Nights are miserable

Stephanie,

I am sorry you are struggling.  I had my J pouch surgery 26 years ago so it's been awhile but remember the first year was the biggest adjustment.  Hopefully you'll find support on these boards and learns tips.  For me Calmoseptine ointment is a must!!  That has helped my skin.  I do still wake up a couple times a night to go to the bathroom but I have control and no incontinence.  I don't take any meds to slow down my output though...have experimented with taking Immodium and haven't seen it to make a big difference for me.

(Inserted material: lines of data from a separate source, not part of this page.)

PR #466, opened 2017-04-14
Allow to configure the timeout value for the GitInput plugin in different places.

cyraxjoe:
1. From the hydra configuration file.

    The configuration is loaded from the `git-input` block.
    Currently only the `timeout` variable is been looked up in the file.
```
    <git-input>
      # general timeout
      timeout = 400

      <project:jobset:input-name>
        # specific timeout for a particular input
        timeout = 400
      </project:jobset:input-name>

    </git-input>
```

2. As an argument in the input value after the repo url and branch (and after the `deepClone` if is defined)
   `timeout=<value>`

The preference on which value is used:

 1. input value
 2. Inside a block `<project_name:jobset_name:input_name>` in the `<git-input>` block
 3. `timeout` inside the `<git-input>` block
 4. Default value of 600 seconds. (original hard-coded value)

The code is generalized for more values to be configured, it might be too much for a single value on a single plugin.

### DIFF
--- a/src/lib/Hydra/Plugin/GitInput.pm
+++ b/src/lib/Hydra/Plugin/GitInput.pm
@@ -49,7 +49,7 @@ sub _printIfDebug {
     print STDERR "GitInput: $msg" if $ENV{'HYDRA_DEBUG'};
 }
 
-=item _pluginConfig($main_config, $input_name)
+=item _pluginConfig($main_config, $project_name, $jobset_name, $input_name)
 
 Read the configuration from the main hydra config file.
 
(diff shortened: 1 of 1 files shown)


cyraxjoe:
Any interest in this PR? Potential improvements?

edolstra:
Can input names actually have spaces? That seems wrong to me.

Wouldn't a single config option for setting the global Git timeout suffice? I don't know if per-input configurability is all that useful. However, if we do want that, then probably the input name should include the project and jobset names as wel, to disambiguate between same-named inputs in different jobsets. (E.g. `<project:jobset:input1>`.)

cyraxjoe:
Thanks for the feedback @edolstra!

You're right, it shouldn't have spaces, I added that note because I was thinking on the Config-General perl module, but it doesn't make sense in this context. 

About the ability of specifying the value per input, I personally use that to make sure I only allow that much of time to a particular input that I know has a lot of static assets and it will fail for any reasonable timeout for the average repo, if you have a strong feeling against that much granularity I can remove that part.

cyraxjoe:
@edolstra included the feedback in the last commit, let me know if you have any additional comments/concerns.

Thanks.

cyraxjoe:
ping

cyraxjoe:
Any improvements that I could make to the PR to get this merged?

goodwillcoding:
This looks great. Any chance this will make it in @edolstra @domenkozar ?

edolstra:
Thanks, merged!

Best of Luck and hang in there...it gets better!!!

Shellie

I've had my jpouch for 7 years. Unfortunately  my pouch has failed  me since the first day i got it. I go 10 times during the day and three times at night. In the beginning  i use to take 8 Imodiums a day but it stopped  working,so now i take lomotil  4times a day, 4 tylenol threes, 6 bentyls and alternate between  cipro  and flagyl. Im also on entyvio. Nothing slows down my output. I am thinking about having pouch advancement surgery.i have chronic  cuffitis.i use calmoseptine  for butt burn.i tried fiber but it made things worse. It tried suppositories,foams,steroids. and enemas but it was too painful. I hope your pouch doesn't  fail you like mine. Everyone is different. It took me a whole year to recover but i was really sick. I still work and go to school just have to take more bathroom  breaks. I hope you feel better  soon.

DDS

Thanks for your reply, Shellie. You are a special person to respond on these boards even though your surgery was so long ago and it seems you are doing as good as it gets with the jpouch. I hope this time will be a blur in 26 years!

I also love the calmoseptine lotion and it is much more effective than the other cream I got from the hospital. Do you still use it from time to time? I hear the skin toughens over time. 

Best wishes!

Hi DDS! 

Thanks for writing. Gosh, you have been through a LOT and I'm sorry it seems you haven't found relief. It's scary to think about because your story reminds me of all that I've done the last seven years having UC. i was even on Entyvio. Anyway, thank you for sharing- it's good to be aware of the range of experiences. I wish you the best! 

I found that the six week mark brought a few positive changes, so hold on! I t does get better. I found that potatoes, good proteins, and bananas are good foods to slow things down for me. I really like Metamucil but I use the powder instead of the wafer and it has really helped. Nights can be so frustrating and I hope you see some improvement soon. 

Thanks @averyo99- that's helpful to know improvements could be a few weeks a way. I'm hanging on! Do you take powder just in the mornings? Do you also take imodium?  It's funny, I was so exhausted last night and I forgot my bedtime Imodium, but ironically I had a better night. Might have just been a one time thing, but another thing to experiment with!

I use Metamucil powder with breakfast and dinner. I only use a bowel slower (I prefer Lomotil over Imodium) at bedtime, when slowing things down is most important to me.

I do not take Imodium although I know many people have had great success. We are all individual so not taking the Imodium could definitely be something to experiment with. For example, I know VSL#3 is a great probiotic but I have stopped taking it and have had fewer stools and felt better. Weird. I'm taking a different probiotic with better success.

  When things are very active I take Metamucil twice a day, once in the morning and once at night. 

Thanks Scott and Avery! The more I learn, it seems each of us responds differently and I guess it's going to be a lot of trial and error. It's helpful to consider what works for others to get ideas for myself so thank you!